An LLC loan is a small-business loan that provides funding for a limited liability company — a type of business structure that functions like a hybrid between a corporation and a partnership.

LLC loans are available from banks, credit unions, online lenders and SBA lenders.

In reality, these products are the same as any other type of business loan — most small-business loans do not have qualification requirements specific to the legal structure of a business. The right LLC loan for your business depends on factors such as your funding needs and qualifications.

How an LLC loan works

LLC loans are similar to other business loans in how they work. If you are approved by the lender for an LLC loan, you’ll receive the money in a lump sum or be approved for a set amount of funds that can be withdrawn at your convenience.

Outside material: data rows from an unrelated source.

PR #225, opened 2025-10-07
Improve and document act support

Sjors:
Facilitate using [act](https://github.com/nektos/act) with Docker / Podman as an alternative for using nix directly.

I found this very useful for testing the sanitizer job against individual commits in #222. That is, once I finally got it to work...

### DIFF
--- a/.github/workflows/ci.yml
+++ b/.github/workflows/ci.yml
@@ -76,6 +76,11 @@ jobs:
   build:
     runs-on: ubuntu-latest
 
+    env:
+      NIX_EXTRA_CONFIG_ACT: |
+        sandbox = false
+        filter-syscalls = false
+
     strategy:
       fail-fast: false
       matrix:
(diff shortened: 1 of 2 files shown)


ryanofsky:
Nice changes. They seem very useful. It seems like they could be especially useful for testing non-nix jobs like openbsd locally, though not sure if that requires KVM support.

Am a little curious why you needed this to run the sanitize job. Was it a macos issue? I regularly use the steps in the readme to run CI scripts locally on my machine without needing any containers (e.g. `CI_CONFIG=ci/configs/sanitize.bash ci/scripts/run.sh`) and that has seemed like the most fast and efficient way possible to run them.

ryanofsky (approved):
Code review ACK 4e3f8fa0d2cf32198cf2b1587fd14d014d26dd18. Nice changes, and sorry for not reviewing this earlier. This seems like a useful feature and I plan to use it myself to test githuba ctions changes. Setting up the `/nix` subvolume in the instructions is also really nice since it should enable builds to run really quickly.

PR #236, opened 2025-12-30
ci: Install binary package `capnproto` on OpenBSD instead of building it

hebasto:
OpenBSD 7.8 now provides a binary package for [`capnproto`](https://www.ports.to/path/devel/capnproto.html).


ryanofsky (approved):
Code review ACK 1ee909393f4f4b3e0198d6c4b734247e46398339. Nice simplification!

PR #241, opened 2026-01-21
doc: Bump version number v7 -> v8

ryanofsky:
Increase version number after previous version was added to bitcoin core. Also update version history and documentation.

### DIFF
--- a/doc/versions.md
+++ b/doc/versions.md
@@ -7,40 +7,55 @@ Library versions are tracked with simple
 Versioning policy is described in the [version.h](../include/mp/version.h)
 include.
 
-## v7
+## v8
 - Current unstable version in master branch.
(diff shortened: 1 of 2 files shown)


ryanofsky:
Thanks for the review!

> Since the version is encoded in `MP_MAJOR_VERSION` we can't retroactively adjust the tags.

Exactly yes. I added the `v5.0-pre1` tag when I wanted to tag a version between `v4.0` and `v5.0` and I added a `v7.0-pre1` tag when I wanted to tag a version between `v6.0` and `v7.0`. This seemed less awkward than renumbering due to `MP_MAJOR_VERSION` being present. In the future, it shouldn't be necessary to have any more `-pre` tags as long as the version number is bumped consistently. When I initially created the `v0`..`v7` tags, I just didn't create enough of them and didn't leave space between them.

PR #242, opened 2026-02-20
proxy-types: add CustomHasField hook to map Cap'n Proto values to null C++ values

Sjors:
Taken from: https://github.com/bitcoin/bitcoin/pull/34020#issuecomment-3624001654

Let applications override `CustomHasField` so they can decide to treat certain capnproto values as being unset. For example, when converting `List(Data)` to `vector<shared_ptr<CTransaction>>`, mapping empty `Data` fields to null pointers.

This safe to do in special cases, like in this example because serialized `CTransaction` representations are never empty. It is also useful to do in this case because Cap'n Proto doesn't currently provide any API for distinguishing between unset and empty data values in a list (although they can be distinguished on the wire).

### DIFF
--- a/include/mp/proxy-types.h
+++ b/include/mp/proxy-types.h
@@ -23,9 +23,10 @@ public:
     ValueField(Value&& value) : m_value(value) {}
     Value& m_value;
 
+    const Value& get() const { return m_value; }
     Value& get() { return m_value; }
     Value& init() { return m_value; }
-    bool has() { return true; }
+    bool has() const { return true; }
 };
 
 template <typename Accessor, typename Struct>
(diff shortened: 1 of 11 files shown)


Sjors:
Added missing `#include <vector>` to `mp/gen.cpp`.

ryanofsky (approved):
Code review ACK 413f91597932921176904492ca09673549750fd1. Code here looks good. I think PR title & description need to be updated (also title & description of main commit) because they are referencing `CTransactionRef` which is not in this repository and also not affected by this change (it requires the `CustomHasField(TypeList<CTransaction>...)` overload in the original commit).

A good summary of changes here might be "Add CustomHasValue overload to allow mapping non-null Cap'n Proto values to null C++ values" and probably the LLM can turn that into a good title & description not referring to CTransactionRef

Also wondering if you'd want this added to https://github.com/bitcoin/bitcoin/pull/34422 if merged (seems reasonable)

ryanofsky:
Code review ACK 2d3cc775e655965b6e70c6c22b1e14c5fd527eb7, with commit message rewrite and comment fix since last review.

FWIW I think new commit message is clear, but new PR description is pretty random and doesn't say what the change does. Not important, but something like this might be better:

> Let applications override `CustomHasField` so they can decide to treat certain capnproto values as being unset. For example, when converting `List(Data)` to `vector<shared_ptr<CTransaction>>`, mapping empty `Data` fields to null pointers.
> This safe to do in special cases, like in this example because serialized CTransaction representations are never empty. It is also useful to do in this case because Cap'n Proto doesn't currently provide any API for distinguishing between unset and empty data values in a list (although they can be distinguished on the wire).

PR #243, opened 2026-02-20
mpgen: support primitive std::optional struct fields

ryanofsky:
Currently C++ structs with primitive `std::optional` members (ints, bools, floats) cannot easily by mapped to Cap'n Proto structs because Cap'n Proto does not provide a way to leave primitive fields unset, so there isn't a natural way to represent `std::nullopt` values. This PR makes it possible to map C++ structs with fields like:

```c++
    std::optional<int> foo;
```

to Cap'n Proto structs by using extra `Bool` fields prefixed with "has" for primitive optional members:

```capnp
    foo @3 :Int32;
    hasFoo @4 :Bool;
```

Boolean "has" fields were already supported by the code generator and used to pass primitive `std::optional`  parameters and return values, so this PR just extends it work with all struct fields, not just fields in params and result structs.

Note: Motivation for this change is dealing with the [`CreatedTransactionResult::change_pos`](https://github.com/furszy/bitcoin-gui/blob/4c0d4f6f93f371a8ad097735945d32510a7e83bb/src/wallet/types.h#L39) field introduced to the wallet interface in bitcoin-core/gui#807. This also could have been useful in https://github.com/bitcoin/bitcoin/pull/33965#issuecomment-3937522269

### DIFF
--- a/src/mp/gen.cpp
+++ b/src/mp/gen.cpp
@@ -125,6 +125,87 @@ static bool BoxedType(const ::capnp::Type& type)
              type.isFloat64() || type.isEnum());
 }
 
+struct Field
+{
+    ::capnp::StructSchema::Field param;
+    bool param_is_set = false;
+    ::capnp::StructSchema::Field result;
+    bool result_is_set = false;
+    int args = 0;
+    bool retval = false;
+    bool optional = false;
+    bool requested = false;
+    bool skip = false;
+    kj::StringPtr exception;
+};
+
+struct FieldList
+{
+    std::vector<Field> fields;
+    std::map<kj::StringPtr, int> field_idx; // name -> args index
+    bool has_result = false;
+
+    void addField(const ::capnp::StructSchema::Field& schema_field, bool param)
+    {
+        if (AnnotationExists(schema_field.getProto(), SKIP_ANNOTATION_ID)) {
+            return;
+        }
+
+        auto field_name = schema_field.getProto().getName();
+        auto inserted = field_idx.emplace(field_name, fields.size());
+        if (inserted.second) {
+            fields.emplace_back();
+        }
+        auto& field = fields[inserted.first->second];
+        if (param) {
+            field.param = schema_field;
+            field.param_is_set = true;
+        } else {
+            field.result = schema_field;
+            field.result_is_set = true;
+        }
+
+        if (!param && field_name == kj::StringPtr{"result"}) {
+            field.retval = true;
+            has_result = true;
+        }
+
+        GetAnnotationText(schema_field.getProto(), EXCEPTION_ANNOTATION_ID, &field.exception);
+
+        int32_t count = 1;
+        if (!GetAnnotationInt32(schema_field.getProto(), COUNT_ANNOTATION_ID, &count)) {
+            if (schema_field.getType().isStruct()) {
+                GetAnnotationInt32(schema_field.getType().asStruct().getProto(),
+                        COUNT_ANNOTATION_ID, &count);
+            } else if (schema_field.getType().isInterface()) {
+                GetAnnotationInt32(schema_field.getType().asInterface().getProto(),
+                        COUNT_ANNOTATION_ID, &count);
+            }
+        }
+
+
+        if (inserted.second && !field.retval && !field.exception.size()) {
+            field.args = count;
+        }
+    }
+
+    void mergeFields()
+    {
+        for (auto& field : field_idx) {
+            auto has_field = field_idx.find("has" + Cap(field.first));
+            if (has_field != field_idx.end()) {
+                fields[has_field->second].skip = true;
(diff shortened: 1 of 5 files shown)


Sjors:
It would be useful to demonstrate that other implementations can straightforwardly handle this, e.g. with a functional tests in a Bitcoin Core branch (or PR).

ryanofsky:
> It would be useful to demonstrate that other implementations can straightforwardly handle this, e.g. with a functional tests in a Bitcoin Core branch (or PR).

My next rebase of #10102 will use this for the `change_pos` field as mentioned in the PR description, but that's probably a less obvious application than line a mining interface change accepting optional BlockCreateOptions. Technically https://github.com/bitcoin/bitcoin/pull/33966 could do that but I think because of complexity of that PR it's best if that PR just only updates the C++ mining interface and leaves extending the Cap'n Proto to as a followup.

In the meantime I updated the PR description with a more specific example of how this can be used and I think the unit test should provide a good test of functionality.


Updated 9f99c7d8e0f5bbdbf5262094b6b9fe515c19bf05 -> 4de44299ea6d981f79c41fbbd76b61d902dd3580 ([`pr/optint.1`](https://github.com/ryanofsky/libmultiprocess/commits/pr/optint.1) -> [`pr/optint.2`](https://github.com/ryanofsky/libmultiprocess/commits/pr/optint.2), [compare](https://github.com/ryanofsky/libmultiprocess/compare/pr/optint.1..pr/optint.2)) adding a refactoring commit deduplicating more code between parameter & struct field mapping implementations and reducing size of the last commit

enirox001:
Concept ACK

src/mp/gen.cpp
```diff
@@ -484,13 +487,11 @@ static void Generate(kj::StringPtr src_prefix,
                 inl << "public:\n";
                 inl << "    using Struct = " << message_namespace << "::" << node_name << ";\n";
                 size_t i = 0;
-                for (const auto field : struc.getFields()) {
-                    if (AnnotationExists(field.getProto(), SKIP_ANNOTATION_ID)) {
-                        continue;
-                    }
-                    auto field_name = field.getProto().getName();
+                for (const auto& field : fields.fields) {
```
enirox001, line 490: In commit "mpgen: support primitive std::optional struct fields" (https://github.com/bitcoin-core/libmultiprocess/pull/243/changes/6dbfa56a04012772e900214fe11d9f238f7c3449):

I think the `hasX` field here is intended as internal serialization plumbing for the logical optional field, so I would have expected it to stay hidden from the generated `ProxyStruct` surface rather than also getting its own public accessor alias.

I believe a minimal fix would be to skip alias generation for `field.skip` entries in the `ProxyStruct` loop, similar to how they are already skipped when building the Accessors tuple `below`. Something along these lines:

```cpp
for (const auto& field : fields.fields) {
      if (field.skip) continue;
      auto field_name = field.param.getProto().getName();
      add_accessor(field_name);
      dec << "    using " << Cap(field_name) << "Accessor =
  "
          << AccessorType(base_name, field) << ";\n";
  
```

enirox001 (commented):
I think this is a useful extension of the existing `hasX` convention to wrapped struct fields, and I believe it would be a net positive for downstream libmultiprocess users.

My understanding is that this teaches `mpgen` to represent primitive `std::optional` struct members the same way optional method params/results are already represented today: a `value` field plus a `hasValue` boolean. I think that is a sensible direction because it reuses an existing convention instead of introducing a separate encoding rule for struct fields.

src/mp/gen.cpp
ryanofsky: re: https://github.com/bitcoin-core/libmultiprocess/pull/243#discussion_r3187887614

> I think the `hasX` field here is intended as internal serialization plumbing for the logical optional field, so I would have expected it to stay hidden from the generated `ProxyStruct` surface rather than also getting its own public accessor alias.

Yes originally, the PR took an approach like you suggested, but it was changed in a later push https://github.com/ryanofsky/libmultiprocess/compare/pr/optint.2..pr/optint.3 because it broke https://github.com/bitcoin/bitcoin/pull/10102. Specifically, I think it broke this code trying to use the accessor of a skipped field:

https://github.com/ryanofsky/bitcoin/blob/pr/ipc.232/src/ipc/capnp/node.capnp#L172
https://github.com/ryanofsky/bitcoin/blob/pr/ipc.232/src/ipc/capnp/node-types.h#L87

Currently, the `Field::skip` struct member is a little overloaded. It is true for has & want fields but it is also true for fields where `$Proxy.skip` was explicitly used. And it is useful to have accessors for `$Proxy.skip` fields to write custom serialization code, even it if it is probably not useful to have accessors for has & want fields.

Since outputting accessors does not cost much, though, I think it should not be a problem to have a few extra one even if they are less likely to be used.

PR #55130, opened 2023-07-24
Distribute index over mapped types when normalizing types

Andarist:
fixes https://github.com/microsoft/TypeScript/issues/54892

### DIFF
--- a/src/compiler/types.ts
+++ b/src/compiler/types.ts
@@ -6624,6 +6624,7 @@ export interface IndexedAccessType extends InstantiableType {
     constraint?: Type;
     simplifiedForReading?: Type;
     simplifiedForWriting?: Type;
+    simplifiedForReadingD?: Type;
 }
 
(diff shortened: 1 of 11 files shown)


src/compiler/types.ts
```diff
@@ -6555,6 +6555,7 @@ export interface IndexedAccessType extends InstantiableType {
     constraint?: Type;
     simplifiedForReading?: Type;
     simplifiedForWriting?: Type;
+    simplifiedForReadingD?: Type;
```
weswigham, line 6558: Maybe `D` -> `Distributive` here.

weswigham (changes requested):
Hm, not a huge fan of a conditional check like this in `getSimplifiedType` - this may be a case where this should basically be a new relationship rule, since it's both only being done inside relationship checking, and only being done on the source side type. All that seems to indicate this equivalency would be better recognized as a new branch when comparing types. We might need to look at the pre-simplified types to make it happen, though.

PR #55136, opened 2023-07-24
Triage and fix some eslint rules

jakebailey:
Follow-up to #54693.

This PR triages the rules that should "obviously" be disabled or fixed.

This caught a case where I had not noticed a stray `debugger` line in a PR.

### DIFF
--- a/.eslintrc.json
+++ b/.eslintrc.json
@@ -58,6 +58,7 @@
         "unicode-bom": ["error", "never"],
 
         // Enabled in eslint:recommended, but not applicable here
+        "no-extra-boolean-cast": "off",
         "no-case-declarations": "off",
         "no-cond-assign": "off",
         "no-constant-condition": ["error", { "checkLoops": false }],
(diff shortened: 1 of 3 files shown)


.eslintrc.json
```diff
@@ -79,22 +86,16 @@
         "@typescript-eslint/no-namespace": "off",
         "@typescript-eslint/no-non-null-asserted-optional-chain": "off",
         "@typescript-eslint/no-var-requires": "off",
+        "@typescript-eslint/no-empty-interface": "off",
```
jakebailey, line 89: This one deserves an explanation; while it's definitely bad to have empty interfaces, we seem to have quite a few cases which are "valid" in that they do things like rebinding another interface with new type variables (many in `types`), providing an interface that is augmented elsewhere (`SourceFile`), and so on.

sandersn (approved):

jakebailey:
After #55137, I've also added no-extra-boolean-cast, which similarly is too strict to work.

Depending on the type of LLC loan, you may be asked to offer assets as a way to ensure repayment of the loan. A secured business loan requires collateral, like equipment or another asset, to back up the loan. An unsecured business loan, on the other hand, doesn’t require collateral.

The interest rate you pay may be fixed, meaning it won’t change during the loan term, or it may be variable, which means it’s not set and may go up or down.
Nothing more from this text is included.